# Do u really need to take a training class



## cloey70 (Jan 6, 2008)

I feel my Clifford is a pretty well behaved pup. I don't mind if he doesn't sit on comand, come, heel, or do tricks. I really just want him potty trained, and to learn what no no means. He has been very easy to train, and I do know I could train him on my own, but want to know if down the road it would be something necessary to do to avoid behavioral issues. He knows who the pack leader is "Me" and follows me everywhere, and listens very well. Do u all send yours to trainers, training classes, or do it yourself?


----------



## sassy's mommy (Aug 29, 2005)

Sassy is a puppy school drop out :blush: There was a Jack Russell and Westie who acted as though Sassy wasn't even there and would literally walk over the top of her. I spoke with the girl who conducted the classes and during the 3rd class it was still happening. I promptly picked Sassy up and went to the manager and asked for a refund. I took the knowledge we had learned in the classes and taught her myself.


----------



## Bonnie's Mommie (Mar 2, 2006)

Training is not only important, but it is a great bonding tool. And, you may not necessarily want a dog that does tricks, but you DO want him to understand certain commands in an emergency (COME STOP to name two). You can accomplish this by reading books on training, or by enrolling in a training class. Another bonus of a training class is the socialization, which is very, very important.


----------



## jmm (Nov 23, 2004)

I do it myself, but make a point to get all of my puppies into training class. Here's my rationale about how I train my dogs:

1. All dogs, no matter their size, should know basic manners of sit, down, walking nicely on a leash, and a recall (for safety reasons). Your dog will likely need to be handled by veterinary staff, groomers, or a petsitter at some point in its life. A dog who has some basic manners is much better equiped to handle new situations. Instead of yanking you all over the place or jumping around, your dog can sit and relax. Also, not all people like to be jumped on by dogs, even little dogs. Having your dog simply be able to sit can make a much nicer meet-and-greet. It is considerate to other people and other dogs that your dog be well behaved in public. I don't want a 50 lbs dog running up to my Maltese...and I don't want an unruly 4 lbs Maltese running up to my dog either! 

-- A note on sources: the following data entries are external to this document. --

PR #5286, opened 2023-05-24
Fix invoking virtual functions from constructors

szsam:
Virtual functions should not be invoked from a constructor or destructor of the same class. Confusingly, virtual functions are resolved statically (not dynamically) in constructors and destructors for the same class. The call should be made explicitly static by qualifying it using the scope resolution operator.


rusefillc:
@szsam is this something GCC could or should be preventing with a relevant compiler setting?

PR #5287, opened 2023-05-24
Fix offset used before range check

szsam:
Accessing an array offset before checking the range means that the program may attempt to read beyond the end of a buffer.


Machiry:
Hey @rusefillc,

I am Aravind Machiry, an Assistant Professor at Purdue's ECE Department.

This pull request (along with several others) is the result of our ongoing research work (along with @szsam) to improve the security of open-source embedded projects.

We are doing a short (5-minute) survey to understand the use of static analysis tools in embedded projects.

It would greatly benefit our research if you could fill out this anonymous survey: https://purdue.ca1.qualtrics.com/jfe/form/SV_0OnXfr5plPe1QCa

Thank you,
Aravind

PR #5289, opened 2023-05-29
Trim EEC-IV breakout so it fits in case

chuckwagoncomputing:
Wallace over on The Turbo Forums had to trim his EEC-IV breakout to fit in his case. I don't know if this is necessary for all EEC-IV cases, or just specific ones, but I went ahead and trimmed the breakout so it would fit.
https://www.theturboforums.com/threads/91-lincoln-lsc.388470/#post-2058417


rusefillc:
Can we add changelog.txt and gerbers.zip for new revision to be complete?

chuckwagoncomputing:
Done.

Issue #5283, opened 2023-05-23
test_trigger_input_adc progress


rusefillc:
We need more scenarios to be covered in test_trigger_input_adc

andreika-git:
Currently the following datasets are tested:

- trigger_adc_1.csv 
- trigger_adc_750.csv 
- trigger_adc_1000.csv 

Remaining are "decr/incr" and "real*"

rusefillc:
We now have a unit test with RPM! Progress was made.

PR #5298, opened 2023-06-01
test_trigger_input_adc progress

andreika-git:
https://github.com/rusefi/rusefi/issues/5283


mck1117:
have we done the real oscilloscope hardware test to check timing accuracy?

firmware/hw_layer/digital_input/trigger/trigger_input_adc.cpp
```diff
@@ -16,9 +16,7 @@
 #define DELTA_THRESHOLD_CNT_LOW (GPT_FREQ_FAST / GPT_PERIOD_FAST / 32)		// ~1/32 second?
 #define DELTA_THRESHOLD_CNT_HIGH (GPT_FREQ_FAST / GPT_PERIOD_FAST / 4)		// ~1/4 second?
 
-#if HAL_USE_ADC
```
rusefillc, line 19: please do not remove ADC guard in firmware code?

Please rebase on master now that it has https://github.com/rusefi/rusefi/pull/5299/files - the idea is to be green without ADC.

this line here looks like it should be #if HAL_USE_ADC || EFI_UNIT_TEST unless unit test defines EFI_UNIT_TEST ?

overall when having unit tests considerations always safer to add " || EFI_UNIT_TEST " than to remove guards

PR #5334, opened 2023-06-17
Add Transmission range input

chuckwagoncomputing:
I haven't PR'd this until now because I'm not terribly pleased with how I ended up doing the TS UI, but I can't think of a better way.

image

Being able to hide the graph by default would be an improvement, but I don't think it's possible.

I also put the transmission settings back in the menu with an "(alpha)" label. If this isn't acceptable, I'm open to suggestions.


rusefillc:
@chuckwagoncomputing simulator failure is related to my recent GHA changes

I was blinding copy-pasting from gen-configs.yaml did I not paste enought?

PR #5336, opened 2023-06-17
Add check for push to master for simulator workflow

chuckwagoncomputing:
The gen-config workflow only runs on push to master, which is why it doesn't cause errors.


rusefillc:
@chuckwagoncomputing looks like original was always disabling the commit. I've attempted re-using snippets of code to fix (see too much history on the job yaml) but still struggling see https://github.com/rusefi/rusefi/pull/5343

PR #5455, opened 2023-07-25
Random6 local O0 does not help

rusefillc:


firmware/console/binary/tooth_logger.cpp
```diff
@@ -10,6 +10,9 @@
 
 #include "pch.h"
 
+#pragma GCC push_options
+#pragma GCC optimize ("O0")
```
mck1117, line 14: this likely won't work with LTO turned on

PR #5468, opened 2023-07-25
bigBuffer should be aligned

dron0gus:
Fixes https://github.com/rusefi/rusefi/issues/5354


mck1117:
what's the bug, and why does it only fail on some configurations?

rusefillc:
this PR here has two commits

Only one line is the bugfix - https://github.com/rusefi/rusefi/commit/1e43299eab2b2af033cb79d03446dbf07e4bd2c3

HW CI agrees that this line changed the behavior https://github.com/rusefi/rusefi/commit/7fb3f31c61586f3e0f6118abb3b694cffda02989

mck1117:
so what was the bug?

PR #5477, opened 2023-08-01
Update 8chan-C.yaml

ElDominio:
updated pins for new functions


rusefillc:
@ElDominio notice red due to "ID used multiple times with different ts_name: F14"

PR #9488, opened 2026-05-01
Cranking idle rpm mode clean

rusefillc:


ElDominio:
is this the expected content of a pull request? i want to know if this is how i should keep doing it

rusefillc:
@ElDominio no

this PR still have a merge commit - i.e. have of commits on this PR should not be here

regardless of GITHUB shit - my preference is separate tables for separate things. Values changing meaning between modes is risky, much smarter to have two separate curves/tables with separate reasonable defaults for each of the modes

ElDominio:
I did not know if it was better to prioritize compatibility? I was afraid of extra tables breaking stuff, but if thatś the case I will do a seperate table

ElDominio:
This can and should be a one value scalar. Closing and will later redo

Just realized pull requests can't be closed?

ElDominio:
Now it's split into two tables, with seperate enables. People can choose to do either legacy (only duty), new (only RPM) and combined (RPM flare + additional air)

In my opinion mot people should only use RPM since the additional air is baked into the RPM request, since our idle duty base table is already considering RPM in the Y axis, but since we ave enables for both users can choose what they prefer.

PR #9525, opened 2026-05-13
lts-25kansas-port: fix CI failures after java backport

FDSoftware:
Follow-up to #9524 

- `config_definition/build.gradle`: add missing `:msq-file` dependency (`TSProjectConsumer` imports `com.rusefi.tune.xml`)
- `ConfigDefinition.java`: restore LTS page numbers (1, 2) instead of master's (2, 3, 4) — LTS firmware only has `config_page_1.txt` and `config_page_2.txt`
- `ConfigFieldImpl.java`: relax `trueName`/`falseName` validation to original LTS behavior — LTS firmware bit fields only specify `trueName`, master's stricter check throws on `falseName==null`
- `inifile/build.gradle`: add `testImplementation mockito` — `IniFileReaderTest` and `TsStringFunctionTest` both use `org.mockito`


FDSoftware:
well, auto-fix with claude is a mess, but was fun to try

Issue #8827, opened 2025-11-18
36-2-1-1 but with terrible compression effects trigger support


ElDominio:
**Is your feature request related to a problem? Please describe.**
Mitsubishi uses the same 36-2-1-1 as 3A92 in the 6G75 (V6 engine). They use the same trigger pattern; but the V6's compression effects are significantly more pronounced

**Describe the solution you'd like**
A way to "see" the -2 trigger gap when crank speed is very not-stable.

**Describe alternatives you've considered**
Not any, really? Aftermarket trigger wheel?

**Additional context**
Tooth log with spark plugs:

[6g75-withsparkplugs-cranking.zip](https://github.com/user-attachments/files/23613768/6g75-withsparkplugs-cranking.zip)
Tooth log without spark plugs:

[6g75-withouutspark-crank.zip](https://github.com/user-attachments/files/23613784/6g75-withouutspark-crank.zip)

TunerStudio logs with plugs:

[withplugslogs.zip](https://github.com/user-attachments/files/23613821/withplugslogs.zip)

Tunerstudio logs without plugs:

[crankingnosparklong.zip](https://github.com/user-attachments/files/23613827/crankingnosparklong.zip)

ElDominio:
**EDIT**

The image i had plugged was for 36-2-1, which is 4g69/4b11. Alldata swears that is 6g75.

Here is real:

<img width="578" height="350" alt="Image" src="https://github.com/user-attachments/assets/95e07b1f-c1a7-4bb0-a231-81227023e509" />

AI upscale for more clarity

<img width="1536" height="1024" alt="Image" src="https://github.com/user-attachments/assets/357de2ad-c3d7-455e-b91d-de5ec22b761b" />
but lost clarity on the -2 :(

ElDominio:
[6g75tune.zip](https://github.com/user-attachments/files/24782645/6g75tune.zip)

rusefillc:
> [6g75tune.zip](https://github.com/user-attachments/files/24782645/6g75tune.zip)

I've failed to load tune without custom ECU .ini

@ElDominio please attach screenshot of "trigger" dialog

ElDominio:
<img width="737" height="550" alt="Image" src="https://github.com/user-attachments/assets/08f82e75-88ce-4e59-b25b-d3e1c2e59e70" />

[miEclipse.zip](https://github.com/user-attachments/files/25499883/miEclipse.zip)

rusefillc:
[...]

PR #9526, opened 2026-05-13
6G75 Trigger fixes

xtitoris:
Updated 36-2-1-1 wheel geometry and sync ratios
Probably need to update tdc offset as well.


xtitoris:
#8827
The issue with V6 is that compression artifacts align perfectly with the gaps in the wheel (6 gaps per 720 degrees and 6 compression cycles)

PR #9548, opened 2026-05-17
PortScanner should not change global LinkManager status on closing ports

FDSoftware:
otherwise we are breaking existing connection in another ports!!

ie: ecu on COM31 auto connected, scanner fails on COM3, both connections were dropped


rusefillc:
@FDSoftware merged but forgot to ask "was there a chance to have automated test coverage here" since important area?

FDSoftware:
I have to mock the portscanner quite a bit, to the point that it's far from reality, but I'll check if I can do it only in the linkmanager.

PR #9549, opened 2026-05-17
Hellen double input voltage divider fix

dron0gus:
Some mega modules route single analog input to few MCU GPIOs to be able to use single ECU as analog or as event input.
UAEFI has IN_PPS2 -> IN_AUX2 routed to PC4 and PE9. PC4 is used in ADC mode, while PE9 is used as EINT.
During startup both pins are configured as inputs with pull-down enabled.
Later PC4 is reconfigured as analog input with no pull-up.
While PE9 is keep untouched with pull-down enabled.
So internal PE9 pull-down affects OpAmp output divider causing divide coefficient higher that 2.
For example when calibrated 2.5V source is connected to PPS2 input ECU measurement shows only 2.36V.
Moreover this internal resistor is not stable and can cause divider coefficient drift over temperature.

WARNING: this can break many tunes!

This fixes only uaefi board.

Screenshot from 2026-05-18 00-08-43


rusefillc:
@dron0gus please s/setuoHellenSharedInputs/setupHellenSharedInputs/

PR #9552, opened 2026-05-18
uaefi brothers: common code

dron0gus:


firmware/config/boards/hellen/hellen_leds_100.cpp
```diff
@@ -1,13 +1,16 @@
 // file hellen_leds_100.cpp
 
-Gpio getCommsLedPin() {
+#include "pch.h"
+#include "hellen_mm100_meta.h"
+
+Gpio __attribute__((weak)) getCommsLedPin() {
```
rusefillc: at some point we've made an explicit effort to kill weak for LEDs

dron0gus: reverted

rusefillc:
https://github.com/rusefi/rusefi/pull/9557

PR #9554, opened 2026-05-18
hide "openblt.bin" into some sub-folder

### LINKED ISSUE #9397: hide "openblt.bin" into some sub-folder
for sake of usability we need to clean-up top level folder of the bundle

let's start by moving "openblt.bin" into "bin/device" subfolder or something like that

* not adding new top level folder into bundle in order to reduce confusion
* rusefi*bin are a bit riskier, we will take care of those later - need backwards compatible logic for autoupdate process

FDSoftware:
resolves #9397


FDSoftware:
blocked by #9805, also related to #9792

PR #9596, opened 2026-05-30
removed idle ramp and dashpot, preparation for better idle control

ElDominio:
adding random dashpot air does not make sense, why are we randomly adding air because we're returning to idle? We should be adding an RPM target, to the ramp to idle. This way all our idle modeling would be consistent (no idle aire being added because the engine needs more air because ?, we should add target RPM and then grab the air from the already-calibrated idle duty vs target rpm table)

ramp RPM was removed since this should not just start at whatever upper bound ofidle control we are, we should specifically set an RPM as we arrive at idle (base RPM target + off idle adder), then ramp down to base idle

### DIFF
--- a/firmware/config/engines/canam.cpp
+++ b/firmware/config/engines/canam.cpp
@@ -30,9 +30,6 @@ void setMaverickX3() {
     engineConfiguration->injector.flow = 320;
     engineConfiguration->etbIdleThrottleRange = 10;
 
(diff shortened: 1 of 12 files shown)


ElDominio:
new tested Idle RPM adder depends on this; should I already pull request the RPM adder, or should I wait until a decision is made on this?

2. Socialization! Getting puppies out in new places with new people and new dogs is a great way to make them easily adjustable to new situations (like going to the vet, groomer, or even shopping with you). It is important that dogs learn a positive way to interact with people and animals out in public. 

3. Trouble-shooting. Even dog trainers will go to seminars and consult colleagues to learn knew approaches. If you are having trouble with anything (from biting to getting your dog to allow brushing to potty training), your trainer in class is a great resource. They've gotten to know you and your dog and can give you advice to your specific situation. 

4. Classes are good for your relationship! Training classes are one of the tools we can use to build a positive relationship with our dogs and encourage them to look to us for guidance. 

Soda Pop is over 2 years old and we are in obedience class! A bit more advanced (for competition), but it is still a fun activity for us and keeps me closely bonded to Soda while having a dog who listens to me enthusiastically. People are pleasantly surprised to meet a small dog with polite manners.


----------



## cloey70 (Jan 6, 2008)

> Sassy is a puppy school drop out :blush: There was a Jack Russell and Westie who acted as though Sassy wasn't even there and would literally walk over the top of her. I spoke with the girl who conducted the classes and during the 3rd class it was still happening. I promptly picked Sassy up and went to the manager and asked for a refund. I took the knowledge we had learned in the classes and taught her myself.[/B]


Hey Bonnie, I read a thread of yours on biting. What did u guys end up doing with the biting issue. Also, before I had Clifford, I owned two scottish terriers (which was a bad situation). I had them professionally trained, socialized, and potty trained, but they still had a horrible biting habit at others, so out the door they went. I have a two and three year old, and my husband said they have to go. Clifford though is the right breed and such a good little boy towards my girls. Thanks for the advice.


----------



## Bonnie's Mommie (Mar 2, 2006)

> > index.php?act=findpost&pid=514135
> 
> 
> 
> ...



I think you might have me confused with someone else (you're quoting Pat's reply but directing your comment to me, that's why I'm answering you!). Bonnie has never bitten anyone. I did, however, reply to someone whose dog has bitten several people. I told her to consult a behaviorist.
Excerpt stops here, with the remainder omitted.